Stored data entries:
Issue #502, opened 2026-04-15
feat: backend latency telemetry — per-operation p50/p95/p99 metrics collection


shaun0927:
## Problem

Epic #484 Reliability Acceptance Criteria: 각 백엔드의 평균/p95/p99 latency가 telemetry로 수집되지 않습니다. `sim-hid-bridge.swift`에 `elapsed_ms` 필드가 정의되어 있으나 실제로 emit되지 않으며, 다른 백엔드에는 타이밍 수집 자체가 없습니다.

# What is required
Nothing should be left out: return all of the records exactly.

# Answer to this problem
Issue #502, opened 2026-04-15
feat: backend latency telemetry — per-operation p50/p95/p99 metrics collection


shaun0927:
## Problem

Epic #484 Reliability Acceptance Criteria: 각 백엔드의 평균/p95/p99 latency가 telemetry로 수집되지 않습니다. `sim-hid-bridge.swift`에 `elapsed_ms` 필드가 정의되어 있으나 실제로 emit되지 않으며, 다른 백엔드에는 타이밍 수집 자체가 없습니다.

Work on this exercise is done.